CIT Upholds Use of Simple Average in 'd' Test After 2 Prior CAFC Rejections
The Court of International Trade on Feb. 12 sustained the Commerce Department's decision to use a simple average of standard deviations in the denominator of the Cohen's d test in detecting "masked" dumping as part of the antidumping investigation on steel nails from Taiwan. Despite a pair of decisions from the U.S. Court of Appeals for the Federal Circuit rejecting the use of simple averages in this case, Judge Claire Kelly said she could find no fault with the logic Commerce employed.
Ned Marshak, counsel for exporters led by PT Enterprise Inc., said in an email that he is "disappointed with the CIT’s decision," noting that an appeal is forthcoming.
"We will soon find out whether the Court of Appeals agrees with us that the DOC’s fourth bite at the apple is no better than its first three attempts to justify a methodology which is contrary to academic literature, basic principles of statistics and mathematics, judicial precedent and common sense," Marshak said.
To detect masked dumping, Commerce conducts three different types of tests, the first of which, the Cohen's d test, finds whether a company sells its goods across a "pattern of prices that differ significantly." The d test sees the agency compare the prices of "test groups" of an exporter's sales to a "comparison group" set by "region, purchaser, and time period."
Commerce creates groups from a respondent's sales, then computes the means and standard deviations of the test and comparison groups.
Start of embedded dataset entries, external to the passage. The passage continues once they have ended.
PR #16756, opened 2024-06-21
MINOR: raise lineage error when table does not exist

sushi30:
### Describe your changes:

When lineage ingestion fails due to missing tables, it is not captured by the workflow. This change changes that to capture missing table errors and report them to the user. This is important because it might result in:
1. user error of choosing the wrong query log or service.
2. error with the query parser.

#
### Type of change:

- [ ] Bug fix
- [ ] Improvement
- [ ] New feature
- [ ] Documentation

#
### Checklist:

### DIFF
--- a/ingestion/src/metadata/ingestion/lineage/sql_lineage.py
+++ b/ingestion/src/metadata/ingestion/lineage/sql_lineage.py
@@ -282,7 +282,7 @@ def _build_table_lineage(
     yield Either(right=lineage)
 
 
-# pylint: disable=too-many-arguments
+# pylint: disable=too-many-arguments,too-many-locals
 def _create_lineage_by_table_name(
     metadata: OpenMetadata,
     from_table: str,
--- a/ingestion/src/metadata/ingestion/lineage/sql_lineage.py
+++ b/ingestion/src/metadata/ingestion/lineage/sql_lineage.py
@@ -11,6 +11,7 @@
 """
 Helper functions to handle SQL lineage operations
 """
+import itertools
 import traceback
 from typing import Any, Iterable, List, Optional, Tuple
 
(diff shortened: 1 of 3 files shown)


ingestion/src/metadata/ingestion/lineage/sql_lineage.py
```diff
@@ -315,17 +315,25 @@ def _create_lineage_by_table_name(
...
-                    column_lineage_map=column_lineage_map,
-                    lineage_source=lineage_source,
-                )
+        for table_name, entity in (
+            (from_table, from_table_entities),
+            (to_table, to_table_entities),
+        ):
+            if entity is None:
+                raise RuntimeError(f"Table entity not found: [{table_name}]")
+
```
ulixius9, line 324: I'm not sure if I like idea of raising error here, consider this scenario

```
insert into abc as (select id from xyz union select id from pqr)
```

if i do not fine table `pqr` here, lineage between abc and xyz will also not get ingested, how about just logging that the table was not found?

IceS2 (dismissed):

ingestion/src/metadata/ingestion/lineage/sql_lineage.py
sushi30: good point. Ill add this as a test case and look for a solution

sushi30: @ulixius9 looked into this and added a test case [here](https://github.com/open-metadata/OpenMetadata/pull/16756/files#diff-4b742c40aa666c03af4c10d2111fdd67f00477f040a2d8f304b9e42e6e5dcbaaR5). If a query has multiple tables, it will register an error for failed ones and add the ones which exist.

ulixius9 (approved):

ulixius9 (approved):

PR #16777, opened 2024-06-24
Fix Airflow Pipeline Toggle On

aaron-truehold-klor:
In [this thread](https://openmetadata.slack.com/archives/C02B6955S4S/p1718753793799799?thread_ts=1717612791.169119&cid=C02B6955S4S) we discovered that it was impossible to toggle an airflow pipeline back on after it was paused without manually editing the Openmetadata database. After some code reviewing, it was found that there was a bug in the code for the state change from "paused" to "unpaused" which would cause the Openmetadata service to become out-of-sync with the underlying Airflow process.

This should resolve the issue.

Thank you to @ulixius9 and @harshach for the suggestion to submit a PR!


harshach (approved):

ulixius9 (approved):
thanks for the pr @aaron-truehold-klor 🙏

Jason-Clark-FG:
Hi All, just a question out of curiosity. Is there any chance that this fix will get incorporated into the 1.4.x series? Thanks in advance! :-)

PR #16796, opened 2024-06-25
MINOR: fix getter for failed rows sample

sushi30:
### Describe your changes:

Fixes <issue-number>

I worked on ... because ...

#
### Type of change:

- [ ] Bug fix
- [ ] Improvement
- [ ] New feature
- [ ] Documentation

#
### Checklist:

### DIFF
--- a/openmetadata-service/src/main/java/org/openmetadata/service/jdbi3/TestCaseRepository.java
+++ b/openmetadata-service/src/main/java/org/openmetadata/service/jdbi3/TestCaseRepository.java
@@ -790,6 +790,7 @@ public class TestCaseRepository extends EntityRepository<TestCase> {
             "failedRowsSample",
             JsonUtils.pojoToJson(tableData));
     setFieldsInternal(testCase, Fields.EMPTY_FIELDS);
+    testCase = JsonUtils.readValue(JsonUtils.pojoToJson(testCase), TestCase.class);
     return testCase.withFailedRowsSample(tableData);
   }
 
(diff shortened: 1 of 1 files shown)


openmetadata-service/src/main/java/org/openmetadata/service/jdbi3/TestCaseRepository.java
```diff
@@ -790,6 +790,7 @@ public TestCase addFailedRowsSample(
             "failedRowsSample",
             JsonUtils.pojoToJson(tableData));
     setFieldsInternal(testCase, Fields.EMPTY_FIELDS);
+    testCase = JsonUtils.readValue(JsonUtils.pojoToJson(testCase), TestCase.class);
```
TeddyCr, line 793: isn't `testCase` already of type `TestCase`?

mohityadav766: @sushi30  you can directly do JsonUtils.deepCopy

sushi30: it is. the object needs to be deep copied to avoid modifying the object in the cache

sushi30: changed to use JsonUtils.deepCopy

TeddyCr (approved):

PR #16809, opened 2024-06-26
MINOR: add column diff for table diff test case

sushi30:
added column validation for table diff that will be carried out before running the row level diff. If a diff for the column exists, it will short circuit the test and report.

I worked on ... because ...

#
### Type of change:

- [ ] Improvement

#
### Checklist:


ingestion/src/metadata/data_quality/validations/runtime_param_setter/table_diff_params_setter.py
```diff
@@ -93,19 +114,23 @@ def get_service2_url(self, service1, table2, test_case):
     def get_extra_columns(
         self, key_columns: List[str], test_case
     ) -> Optional[List[str]]:
```
TeddyCr, line 116: Can you add some doc string to explain what we are doing here? 

Same with the other methods

ingestion/src/metadata/data_quality/validations/table/sqlalchemy/tableDiff.py
```diff
@@ -136,15 +141,81 @@ def _run(self) -> TestCaseResult:
...
+                table1._schema[col1]  # pylint: disable=protected-access
+            )
+            if table2._schema.get(col2) is None:  # pylint: disable=protected-access
+                continue
+            col2_type = self.get_column_type(
+                table2._schema[col2]  # pylint: disable=protected-access
+            )
+
+            if col1_type != col2_type:
+                result.append(col1)
```
TeddyCr, line 172: Can you explain why we choose to return col1 as changed if types are not comparable?

ingestion/src/metadata/data_quality/validations/table/sqlalchemy/tableDiff.py
```diff
@@ -136,15 +141,81 @@ def _run(self) -> TestCaseResult:
...
+        return result
+
+    @staticmethod
+    def get_column_type(column: SAColumn):
```
TeddyCr, line 176: Shouldn't we map the type to OM type?

TeddyCr, line 176: Shouldn't we return the OpenMetadata column type (vs the python type)

TeddyCr (commented):
I added a few comments. Can you also add the doc strings to your methods please?

ingestion/src/metadata/data_quality/validations/table/sqlalchemy/tableDiff.py
sushi30: I am only returning the column name (which is the same for both tables). So it does not matter which one is returned.

sushi30:
> I added a few comments. Can you also add the doc strings to your methods please?

sure. isn't the CI suppose to throw a pylint error for methods without docstrings? I'll check why it hasnt.

ingestion/src/metadata/data_quality/validations/table/sqlalchemy/tableDiff.py
sushi30: this is for resolving `comparability`. it gets the SQA type bc then we can resolve it to a `python_type` which hints to us of the types are comparable. It's still not bullet proof because the query engine might have nuances of its own but its the best I found for now.

ingestion/src/metadata/data_quality/validations/table/sqlalchemy/tableDiff.py
sushi30: changed it to only iterate over columns from the main table. the removed/added is covered by other parts.

TeddyCr (approved):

The agency then creates a d coefficient by "dividing the difference in the groups’ means by the square root of the average of the squared standard deviations of each group." Commerce gets the average by adding them together and dividing by two -- a simple average -- as opposed to accounting for the size differences for each group by using a weighted average.
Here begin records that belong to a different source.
PR #16815, opened 2024-06-27
Fix #15721: Added Override flag to force update of Description, Tags and Owner from Source System

### LINKED ISSUE #15721: Override flag to force update of Description, Tags and Owner from Source System
**Context**
OpenMetadata ingestion will use the metadata defined in its platform as the source of truth. On first ingestion the metadata from the source system will be ingested, but subsequent ingestion will not overrird `description`, `tags` and `owner` when pulling metadata from the source.

This means that any subsequent update on the source system will not be pulled to OpenMetadata. This has raised some feedback from users managing their metadata from the source (ref. https://openmetadata.slack.com/archives/C02DZK3QH8Q/p1710928357098439).

**A.C.**
- Add a flag in the metadata ingestion workflow to force update `descriptions`, `tags` and `owner` from source. The default behavior should have the flag turned off (i.e. keep the existing behavior as the default)

OnkarVO7:
### Describe your changes:

Fixes https://github.com/open-metadata/OpenMetadata/issues/15721

#
### Type of change:

- [ ] Bug fix
- [x] Improvement
- [x] New feature
- [ ] Documentation

#
### Checklist:


ingestion/src/metadata/ingestion/models/patch_request.py
```diff
@@ -375,10 +393,20 @@ def build_patch(
...
                 restrict_update_fields
-            ).update(patch)
+            ).update(patch, override_metadata=override_metadata)
+
+            # if the only operation is to update the sourceHash, we'll skip the patch
+            # since this will only happen when we filter out the REMOVE and REPLACE ops
+            # and if the sourceHash is updated in this case further updates will not be processed
+            if (
+                len(updated_operations) == 1
+                and updated_operations[0]["path"] == "/sourceHash"
```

The Federal Circuit rejected this approach twice before in this case, once in 2019 and again in 2022. The appellate court found fault with Commerce's reasoning that the equally rational and equally genuine pricing choices warranted simple weighting in the d denominator, adding that Commerce needs reasoning for departing from the academic literature, which uses a weighted average.
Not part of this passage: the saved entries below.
PR #16825, opened 2024-06-27
Fix #15163: Added SAP ERP Connector

### LINKED ISSUE #15163: SAP ERP Connector

OnkarVO7:
### Describe your changes:

Fixes https://github.com/open-metadata/OpenMetadata/issues/15163

#
### Type of change:

- [ ] Bug fix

On remand, Commerce said the literature uses a simple average when the sample sizes are equal and that the standard deviation of a full population is "in fact the actual standard deviation." As a result, since the agency used the full population of data in using the Cohen's d test, using a simple average is supported. Kelly said she "cannot find fault with Commerce's logic here."
Commerce gave an explanation which "logically connects" the relevance of full populations of data and the use of simple averaging, Kelly said. While there are other "reasonable alternatives" out there, the court found Commerce's reliability analysis as reasonable.
Exporters, led by PT Enterprise, didn't challenge the premise that using a simple average for equal sample sizes was valid, but instead argued that reliability is "dependent on a number of factors, at least with respect to samples." Kelly said that this claim falls apart since "Commerce is not comparing the reliability of a sample to the reliability of a full population," but that full populations have "equal reliability."
In its remand results, Commerce also addressed the Federal Circuit's suggestion that the agency could use the whole population's standard deviation. The agency said using this one number for both groups would "eliminate the relevancy of each individual standard deviation much in the same way that weighting the standard deviations would diminish the relevancy of one of the standard deviations," Kelly said.
Marshak said the Federal Circuit's forthcoming ruling in Stupp Corp. v. U.S., in which the court will rule on whether the use of the full population precludes Commerce from meeting basic statistical assumptions when using the d test (see 2401110037), will not affect this case. He said the exporters should win regardless of how Stupp is decided since the "manner in which the DOC calculated the Cohen’s d denominator remains unreasonable."
(Mid Continent Steel & Wire v. United States, Slip Op. 24-15, CIT # 15-00213, dated 02/12/24; Judge: Claire Kelly; Attorneys: Adam Gordon of The Bristol Group for plaintiff Mid Continent Steel & Wire; Bruce Mitchell of Grunfeld Desiderio for consolidated plaintiffs led by PT Enterprise Inc.; Mikki Cottet for defendant U.S. government)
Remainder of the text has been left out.